Company 1: 01 Jan'12 to 26 Apr'13
Company 2: 27 Apr'13 to 31 Dec'13
Total years actually worked = 2 years.

According to ACS, Jan'12 to Feb'12 is 1 month, Feb'12 to Mar'12 is month, ..... Apr'13 to May'13 is month, ......until Nov'13 to Dec'13 is 1 month, giving you a total of 1 year and 11 months. 


2. In case your Month of Joining the second employment is not the same as the month of leaving your previous employment, which is usually the next month, period calculation will start anew from second employment. This means, you will have only 1 year 10 months work experience, as per ACS.

Company 1: 01 Jan'12 to 30 Apr'13
Company 2: 01 May'13 to 31 Dec'13
Total years worked = 2 years.

However, according to ACS, Jan'12 to Feb'12 is 1 month, Feb'12 to Mar'12 is 1 month, Mar'12 to Apr'12 is 1 month. And then calculation starts fresh. Time period between Apr'13 and May'13 will NOT be taken.

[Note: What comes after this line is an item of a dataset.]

PR #1082, opened 2022-04-05
Add base for privacy visitor

CohenArthur:
This PR is extremely early and implements some building blocks for privacy visitors. I'd like to get some feedback on the architecture and, if satisfactory, merge this first "visitor" which only takes care of visiting HIR struct definitions, to make reviewing easier. We could also merge it to a different branch for now, in order to not add an incomplete pass to the compiler.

May'13 to Jun'13 is 1 month, Jun'13 to Jul'13 is 1 month, and so on until Nov'13 to Dec'13 is 1 month. So here, though you have worked for 2 years, you will lose 2 months.


Thanks.


----------



## kingcantona7 (Jan 12, 2014)

thanks for the effort to share this...
however, in our case, my wife had an employment gap of 9 days in the same month, however acs did not discount anything because of this and diac counted the exact number of working days out of this 9 days(5 working days)


----------



## GinjaNINJA (Apr 29, 2014)

All work experience(employment gaps aint included) is categorized as irrelevant/unskilled and relevant/skilled by ACS based on the degree/graduation the applicant holds whether he/she has an ICT Major or ICT Minor degree.
https://www.acs.org.au/__data/assets/pdf_file/0016/7324/Summary-of-Criteria-2014.pdf


----------



## idreamofoz (Oct 8, 2014)

Don't think so. Here is an extract from my ACS letter:

Dates: 04/09 - 08/10 (1yrs 4mths)
Position: <Hidden>
Employer: <Hidden>
Country: INDIA


----------



## GinjaNINJA (Apr 29, 2014)

Dates: 05/08 - 05/10 (2yrs 0mths) 
Position: Associate Software Engineer 
Employer: XXXXX
Country: INDIA 

Dates: 07/10 - 07/13 (3yrs 0mths) 
Position: Software Developer 
Employer: XXXXX
Country: INDIA


----------



## idreamofoz (Oct 8, 2014)

GinjaNINJA said:


> Dates: 05/08 - 05/10 (2yrs 0mths)
> Position: Associate Software Engineer
> Employer: XXXXX
> Country: INDIA
> ...


Hmmm.. thats what I am saying. If you joined on lets say 15th July 2010 then you will complete 2yrs on 15th July 2012. So the experience will be 2yrs and 0 months from Jul to Jul. If there isn't a significant gap between joining 2 companies, you will get the missed 15 days points in the next experience since they will start counting next companies from July onwards. See this from my letter:

Dates: 04/09 - 08/10 (1yrs 4mths)
Position: XXXX
Employer: XXXX
Country: INDIA

Dates: 08/10 - 11/11 (1yrs 3mths)
Position: XXXX
Employer: XXXX
Country: INDIA

Hope it clarifies the doubt.

Btw, I started a new thread for my queries about EOI and IELTS EOR. See if you can help me out there please. I am getting restless because I want to submit my EOI before tomorrow's invitation rounds.

TIA


----------



## gambale (Dec 30, 2015)

This is really useful, I'm glad I read this thanks!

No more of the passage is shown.